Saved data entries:
>>>

PR #2714, opened 2024-08-08
[MWPW-154969] Performance consent

mokimo:
Require performance consent before tracking performance related data. 

Resolves: [MWPW-154969](https://jira.corp.adobe.com/browse/MWPW-154969)

**Test URLs:**
- After: https://performance-consent--milo--mokimo.hlx.page/?martech=off

### DIFF
--- a/libs/utils/logWebVitals.js
+++ b/libs/utils/logWebVitals.js
@@ -93,14 +93,17 @@ export default function webVitals(mep, { delay = 1000, sampleRate = 50 } = {}) {
     return nav.userAgent.includes('Chrome') && nav.vendor.includes('Google');
   };
   if (!isChrome() || Math.random() * 100 > sampleRate) return;
-
+  const getConsent = () => window.adobePrivacy?.activeCookieGroups().indexOf('C0002') !== -1;
   function handleEvent() {
-    const performanceConsent = window.adobePrivacy.activeCookieGroups().indexOf('C0002') !== -1;
-    if (!performanceConsent) return;
+    if (!getConsent()) return;
     const lanaData = {};
     logMepExperiments(lanaData, mep);
     observeCLS(lanaData);
     observeLCP(lanaData, delay);
+  }
+  if (getConsent()) {
+    handleEvent();
+    return;
   }
   window.addEventListener('adobePrivacy:PrivacyConsent', handleEvent);
   window.addEventListener('adobePrivacy:PrivacyCustom', handleEvent);
--- a/libs/utils/logWebVitals.js
+++ b/libs/utils/logWebVitals.js
@@ -87,9 +87,21 @@ function logMepExperiments(lanaData, mep) {
   });
 }
 
-export default function webVitals(mep, { delay = 1000 } = {}) {
-  const lanaData = {};
-  logMepExperiments(lanaData, mep);
-  observeCLS(lanaData);
-  observeLCP(lanaData, delay);
+export default function webVitals(mep, { delay = 1000, sampleRate = 50 } = {}) {
+  const isChrome = () => {
+    const nav = window.navigator;
+    return nav.userAgent.includes('Chrome') && nav.vendor.includes('Google');
+  };
+  if (!isChrome() || Math.random() * 100 > sampleRate) return;
+
+  function handleEvent() {
+    const performanceConsent = window.adobePrivacy.activeCookieGroups().indexOf('C0002') !== -1;
+    if (!performanceConsent) return;
+    const lanaData = {};
+    logMepExperiments(lanaData, mep);
+    observeCLS(lanaData);
+    observeLCP(lanaData, delay);
+  }
+  window.addEventListener('adobePrivacy:PrivacyConsent', handleEvent);
+  window.addEventListener('adobePrivacy:PrivacyCustom', handleEvent);
 }
--- a/libs/utils/logWebVitals.js
+++ b/libs/utils/logWebVitals.js
@@ -105,6 +105,6 @@ export default function webVitals(mep, { delay = 1000, sampleRate = 50 } = {}) {
     handleEvent();
     return;
   }
-  window.addEventListener('adobePrivacy:PrivacyConsent', handleEvent);
-  window.addEventListener('adobePrivacy:PrivacyCustom', handleEvent);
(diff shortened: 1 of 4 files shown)


libs/utils/utils.js
```diff
@@ -1000,7 +1000,9 @@ export function scrollToHashedElement(hash) {
 }
 
 function logPagePerf() {
-  if (getMetadata('pageperf') !== 'on') return;
+  const consent = document.cookie.split('OptanonConsent')[1];
```
narcis-radu, line 1003:
```suggestion
  const consent = document.cookie.split('OptanonConsent=')[1];
```

libs/utils/utils.js
```diff
@@ -1000,7 +1000,9 @@ export function scrollToHashedElement(hash) {
...
+  const performanceConsent = consent?.includes(encodeURIComponent('C0002:1')) || consent?.includes('C0002:1');
```
narcis-radu, line 1004:
```suggestion
  const performanceGroup = 'C0002:1';
  const performanceConsent = consent?.includes(encodeURIComponent(performanceGroup) || consent?.includes(performanceGroup);
```

libs/utils/utils.js
```diff
@@ -1000,7 +1000,10 @@ export function scrollToHashedElement(hash) {
 }
 
 function logPagePerf() {
-  if (getMetadata('pageperf') !== 'on') return;
```
overmyheadandbody, line 1003: I still wonder what's the ratio of pages where this will be set vs not. If we have more pages where we're not using it, I'd advocate we return ASAP without any sort of additional check.

libs/utils/utils.js
```diff
@@ -1000,7 +1000,10 @@ export function scrollToHashedElement(hash) {
...
+  const consent = document.cookie.split('OptanonConsent=')[1];
+  const performanceGroup = 'C0002:1';
+  const performanceConsent = consent?.includes(encodeURIComponent(performanceGroup)) || consent?.includes(performanceGroup);
```
overmyheadandbody:
```suggestion
  const performanceConsent = consent?.includes(encodeURIComponent(performanceGroup))
    || consent?.includes(performanceGroup);
```

libs/utils/utils.js
```diff
@@ -1000,7 +1000,11 @@ export function scrollToHashedElement(hash) {
 }
 
 function logPagePerf() {
-  if (getMetadata('pageperf') !== 'on') return;
+  const consent = document.cookie.split('OptanonConsent=')[1];
+  const performanceGroup = 'C0002:1';
+  const performanceConsent = consent?.includes(encodeURIComponent(performanceGroup))
+  || consent?.includes(performanceGroup);
```
overmyheadandbody, line 1006:
```suggestion
    || consent?.includes(performanceGroup);
```

narcis-radu (approved):

overmyheadandbody (approved):

robert-bogos (approved):

libs/utils/logWebVitals.js
```diff
@@ -87,9 +87,21 @@ function logMepExperiments(lanaData, mep) {
...
+export default function webVitals(mep, { delay = 1000, sampleRate = 50 } = {}) {
+  const isChrome = () => {
+    const nav = window.navigator;
+    return nav.userAgent.includes('Chrome') && nav.vendor.includes('Google');
+  };
+  if (!isChrome() || Math.random() * 100 > sampleRate) return;
+
+  function handleEvent() {
+    const performanceConsent = window.adobePrivacy.activeCookieGroups().indexOf('C0002') !== -1;
+    if (!performanceConsent) return;
```
overmyheadandbody, line 99: Similar comment to my previous one, why define functions and event listeners when they might not be used? I'd suggest returning early
```suggestion
  const performanceConsent = window.adobePrivacy.activeCookieGroups().indexOf('C0002') !== -1;
  if (!performanceConsent) return;

  function handleEvent() {
    const lanaData = {};
    // ...
```

libs/utils/utils.js
```diff
@@ -1039,7 +1027,13 @@ export async function loadDeferred(area, blocks, config) {
     sampleRUM.observe(area.querySelectorAll('picture > img'));
   });
 
-  logPagePerf();
+  if (getMetadata('pageperf') === 'on') {
+    import('./logWebVitals.js')
+      .then((mod) => mod.default(getConfig().mep, {
+        delay: getMetadata('pageperf-delay') || 1000,
+        sampleRate: parseInt(getMetadata('pageperf-rate'), 10) || 50,
```
overmyheadandbody, line 1034: Nit: we already have reasonable defaults in the method itself that match these ones, is there any worth in duplicating them here as well?

overmyheadandbody (approved):

libs/utils/logWebVitals.js
```diff
@@ -87,9 +87,21 @@ function logMepExperiments(lanaData, mep) {
...
-  observeLCP(lanaData, delay);
+export default function webVitals(mep, { delay = 1000, sampleRate = 50 } = {}) {
+  const isChrome = () => {
+    const nav = window.navigator;
+    return nav.userAgent.includes('Chrome') && nav.vendor.includes('Google');
+  };
+  if (!isChrome() || Math.random() * 100 > sampleRate) return;
+
+  function handleEvent() {
+    const performanceConsent = window.adobePrivacy.activeCookieGroups().indexOf('C0002') !== -1;
```
narcis-radu, line 98:
```suggestion
    const performanceConsent = window.adobePrivacy?.activeCookieGroups().indexOf('C0002') !== -1;
```
we should ensure the code is not failing when privacy is blocked

libs/utils/logWebVitals.js
narcis-radu: `adobePrivacy` object will be made available later in the waterfall, while the needs to execute sooner. I think the approach is correct.

mokimo: I did notice we load this quite late, so @overmyheadandbody has a point in the sense of - maybe privacy is already available in which case we would have missed the events.
I added support for this case as well

overmyheadandbody (approved):

SilviuLCF (approved):
Verified , testing details https://jira.corp.adobe.com/browse/MWPW-156343

PR #2721, opened 2024-08-09
Table review

overmyheadandbody:
This addresses multiple table issues in an effort to bring it closer to the Consonant specs. The epic mentioned below contains all the stories relevant to these changes, as well as a few outstanding QA tasks. Here's a very short summary of a few things that have been addressed:

- backgrounds are now supported;
- border radii are more consistent across viewports;
- pricing aligns correctly at the bottom if defined as such;
- content flows correctly inside the cells;
- tooltips are no longer cut off on mobile devices;
- left and center alignment definition is now respected throughout the cells;
- highlights with additional styling (bold/italics) are no longer stacking on mobile;
- section expansion on mobile works without having to switch to a different column;
- sticky functionality works on mobile after switching to a different column;
- tables now expand to their grid container that can limit it to 6/8/10 columns;
- checkmarks have been updated;
- and many more.

A [Figma file](https://www.figma.com/design/l9pPVFggw1wkvmJzBOQwkB/Tables?node-id=526-19058&t=0dWt3ydQPkT8uOgX-0) is also available, detailing some of the required changes.

Any page containing tables can be tested using this feature branch. Simply:

- on a Milo preview URL (.hlx.page), replace `main` with `table-review`. `https://main--milo--adobecom/path/to/my/table` becomes  `https://table-review--milo--adobecom/path/to/my/table`;
- on a Milo consumer preview URL (.hlx.page), append a `milolibs=table-review` query parameter. `https://main--cc--adobecom/path/to/my/table` becomes `https://main--cc--adobecom/path/to/my/table?milolibs=table-review`.

| Before | After |
| Screenshot 2024-08-09 at 17 20 19 | Screenshot 2024-08-09 at 17 20 09 |

Epic: [MWPW-153313](https://jira.corp.adobe.com/browse/MWPW-153313)

**Test URLs:**
- Before: https://main--milo--adobecom.hlx.page/drafts/ramuntea/table-tiger-team-mwpw-152305?martech=off
- After: https://table-review--milo--adobecom.hlx.page/drafts/ramuntea/table-tiger-team-mwpw-152305?martech=off


libs/blocks/table/table.css
```diff
@@ -545,20 +575,56 @@ header.global-navigation {
...
+  [dir="rtl"] .section-row-title .milo-tooltip:is(.top, .bottom, .left, .right)::before {
+    left: 100%;
+    margin: 0 0 0 12px;
+    right: initial;
+  }
+
+  [dir="rtl"] .section-row-title .milo-tooltip:is(.top, .bottom, .left, .right)::after {
+    border-color: transparent #0469E3 transparent transparent;
+    left: 100%;
+    margin: 0 0 0 -4px;
```
mokimo, line 604: -8 & -4 px seem a little weird

libs/blocks/table/table.js
```diff
@@ -533,9 +509,20 @@ export default function init(el) {
...
     });
+
+    isDecorated = true;
   };
 
   window.addEventListener(MILO_EVENTS.DEFERRED, () => {
     handleTable();
   }, true);
+
+  const observer = new window.IntersectionObserver((entries) => {
```
mokimo, line 520: Utils has an intersection observer wrapper

overmyheadandbody: Hey @mokimo! Thanks for the note. A few more details on this: this particular intersection observer is indeed replaceable with the one from `utils.js`. However, this file has another one [here](https://github.com/adobecom/milo/blob/b048123a0207264b5af083a55f74ed13a0df1737/libs/blocks/table/table.js#L306-L309). That one, unfortunately, can't be replaced with the one from `utils.js`; that is because it depends on being able to tell whether the entry is currently intersecting or not to toggle a class. The callback for `createIntersectionObserver` [here](https://github.com/adobecom/milo/blob/b048123a0207264b5af083a55f74ed13a0df1737/libs/utils/utils.js#L1233-L1235) is only called if the entry is intersecting, so the previously-mentioned toggle will never occur.

With that in mind, what do you choose between:
1. importing the `createIntersectionObserver` method from `utils.js` and using it in one place, while the other place keeps using a regular intersection observer? It could be argued that we're already importing `utils.js`, so there's no overhead in using the method it supplies where we can;
2. we keep things as they are now keep it consistent in the `table.js` file.

mokimo: Let's keep things consistent and the way they are right now

libs/blocks/table/table.css
```diff
@@ -1,29 +1,54 @@
...
 
-.table,
-.table.merch {
   max-width: 1200px;
   margin: auto;
   padding: 20px 0;
   border-color: var(--border-color);
 }
 
+.section[class *= "grid-width-"] .table {
```
robert-bogos, line 15: Any reason for the whitespace before and after the *= 🤔
```suggestion
.section[class*="grid-width-"] .table {
```

libs/blocks/table/table.js
```diff
@@ -316,16 +296,16 @@ function handleScrollEffect(table) {
   } else {
     headingRow.classList.add('top-border-transparent');
   }
-  headingRow.style.top = `${gnavHeight + (highlightRow ? highlightRow.offsetHeight : 0)}px`;
+  const topOffset = gnavHeight + (highlightRow ? highlightRow.offsetHeight : 0);
```
robert-bogos, line 299: nit: I think this could be shorter
```suggestion
  const topOffset = gnavHeight + (highlightRow?.offsetHeight || 0);
```

robert-bogos (approved):

SilviuLCF (approved):
Ready to stage

Testing details https://table-review--milo--adobecom.hlx.page/drafts/ramuntea/table-tiger-team-mwpw-152305?martech=off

<<<

> TASK STATEMENT
Count the lines above that contain the word "have", and reply with only that number.

> ANSWER AREA
5